200 bin ailenin oyunu böyle elde tutmaya çalıştığı konuşulurdu.

 

O gitti, Mansur Yavaş geldi ve vatandaş gördü ki yardım kesilmedi, azalmadı, arttı.

Gelirler azalmasına rağmen arttı.

Ayrıca belediye başka kesimlerin problemleriyle de ilgilendi ve korona günlerinde onlara da çeşitli şekillerde yardım kapıları açtı.

Bunu da kimseyi incitmeden, iyilik gibi yapmanın da yolunu bularak yaptı, yapıyor.

Kimseye bana borçlusun demeden yapılan iyilik iyiliktir.

Melih Bey örneğindeki ve merkezî yönetimin de benimseyip uyguladığı yaygın yardım, ahlâkî değildi.

 

Şu yanlışlarımızı artık çok iyi düşünmek zorundayız:

"Sen çalışmasan da ben sana bakarım.." demekle başladık.

Çalışmayı, çalışarak kazanmayı kutsal sayan anlayışa ters hareket ettik.

İnsanlarımızı tembelleştirdik.

Toprağını sen ekmezsen de ben sana Avrupa fonlarından şu kadar vereceğim diyerek üretimi bıraktırdık.

Tarımla beraber hayvancılık da bu küçük arazi sahiplerinden uzaklaştı, sadece büyük çiftliklere kaldı.

Artık, milyonlar ele bakar, muhtaç, dilenci halindedir.

 

Olacak iş değildi, yaptık.

Giderek "Bana bağlısın, ben varsam sen doyarsın, yoksa aç kalırsın." noktasına geldik.

Herşeyden önce insan haysiyetine aykırıdır.

Tekrar edeyim, ahlâkî de değildir.

Ahlâkî olmayanın dine uygunluğu zaten söz konusu olamaz.

 

Beni sevindiren bu durumun değişiyor olmasıdır.

Belediyelerin, her türlü kısıtlamaya rağmen iyi gitmesini bunun için önemsiyorum.

Dün yazdığım hususları bugün tekrar etmek istiyorum.

Konuşulsun, tartışılsın ve hayatımızda siyaset dışı bir yaşama güzelliği halinde yeniden yerleşsin,devam etsin istiyorsak bunu yapacağız.

Ankara, İstanbul, Mersin, İzmir, Gaziantep belediyeleri ve adını, yaptıklarını belki duymadığımız pek çok belediye, bu konuda olağanüstü işler yaptı, yapıyor.

 

Ankara Belediyesi'nin, yirmi bin kişiye bir aylık iftar kampanyası üç günde tamamlandı.

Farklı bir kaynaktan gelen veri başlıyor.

PR #1199, opened 2016-05-03
explicitly set boolean to True/False

saupchurch:
sqlite stores booleans as ints (0 or 1).  This explicitly sets boolean value to True/False rather than relying on python's type conversion which work fine internally but was causing the response JSON to contain the int value instead of a boolean value

### DIFF
--- a/ga4gh/datamodel/rna_quantification.py
+++ b/ga4gh/datamodel/rna_quantification.py
@@ -70,7 +70,7 @@ class ExpressionLevel(AbstractExpressionLevel):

Millet, güvendiği, hayrını çar çur etmeyeceğini, çalmayacağını düşündüğü yere böyle yardıma koşar.

Doğrudan yardımlar yanında, esnafı ve borçluyu rahatlatacak, Osmanlı âdeti, "Bir borçlunun borcunu sil" kampanyası da çok tuttu.

Dikkat buyurun, burada bu borçları ödeyenlerin adı gizlidir.

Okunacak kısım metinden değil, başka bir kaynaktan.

PR #1208, opened 2016-05-04
Sql merge update

jeromekelleher:
Brings sql repo branch up to date with master. Some minor merge mess management here, but there shouldn't be any real changes.


jeromekelleher:
OK, I think we can merge this fairly quickly as it's just a merge update. @david4096, @dcolligan or @macieksmuga, can you take a quick look at merge if you're happy/online?

macieksmuga:
testing now...

macieksmuga:
Passes compliance with the exception of the two reads tests as before. Was this merge expected to incorporate Danny's enhancement for searching across multiple `ReadGroup`s within a single `ReadGroupSet`?

jeromekelleher:
Yes, I think that went in a while ago, didn't it? This is just merging new commits from master into the sql repo branch, I think something fairly major would need to go wrong if we lost commits like that along the way.

macieksmuga:
Hmm. I still keep getting the server error:
```
[...]
  File "/Users/maciek/Documents/dev/maciek-ga4gh-server/ga4gh/backend.py", line 160, in _search
    return self._parentContainer.getReadAlignments(
AttributeError: 'HtslibReadGroupSet' object has no attribute 'getReadAlignments'
```
when I issue the following multi-readgroup request:
```
curl -XPOST -H"Content-Type:application/json" -d'{"readGroupIds": ["WyJicmNhMSIsInJncyIsIkhHMDAwOTYiLCJTUlIwNjI2MzQiXQ", "WyJicmNhMSIsInJncyIsIkhHMDAwOTYiLCJTUlIwNjI2MzUiXQ", "WyJicmNhMSIsInJncyIsIkhHMDAwOTYiLCJTUlIwNjI2NDEiXQ"], "referenceId": "WyJoZzM3IiwicmVmX2JyY2ExIl0", "start": 0, "end": 150, "pageSize": null, "pageToken": null}' localhost:8000/reads/search
```

jeromekelleher:
OK, looks like we might have another problem not covered by the unit tests that your tests are provoking. This probably got lost in the merge somewhere, and I assumed it was working since no test cases failed. Good catch @macieksmuga, thanks.

The issues doesn't actually affect this particular merge though, so I think we should go ahead with this PR ASAP. I'll put a block on the sql repo PR until we've solved the problem.

macieksmuga:
Fine with me. +1 for merging in this PR. I'll create an issue for it so we don't lose this case.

Borçlular da kimin ödediğini bilmez.

Bu bir yaptığını bin gösteren son yılların gösterişçi dindarlığına ters bir anlayıştır.

 

Türk, yüzyıllar içinde gösterişçiliğin ayyuka çıktığı geçmiş yıllardaki gibi değil, bu "sağ elin verdiğini sol el görmesin!" zihniyetiyle hareket etti.

Belediyelerin bu yüzyılların getirdiği anlayışa, köklü geleneğe uygun hayır öncülüğü beni çok heyecanlandırdı.

İncelmiş, yüksek insani değer yüklü kültüre ve bu yönde şekillenen Türk inanışına dönüşe zemin hazırlayacak bir örnek olduğu için çok sevindirdi.

 

Eskiler, 'Hal sârîdir" derlerdi.

Yani yapılanlar, edilenler ve onları yapıp edişlerimiz de virüs gibi yayılır.

Bu da Ankara'dan başka şehirlere geçti, örnek alındı ve İstanbul Belediyesi de aynı anlayışa, binlerce ailenin su ve gaz faturalarının ödenmesi kampanyasıyla katıldı.

 

Müsaadenizle bunların yapılan herşeyden daha önemli olduğunu söylemek zorundayım.

Çünkü bu yapılanlarda tarih var, kültür var, ecdâda benzeme var.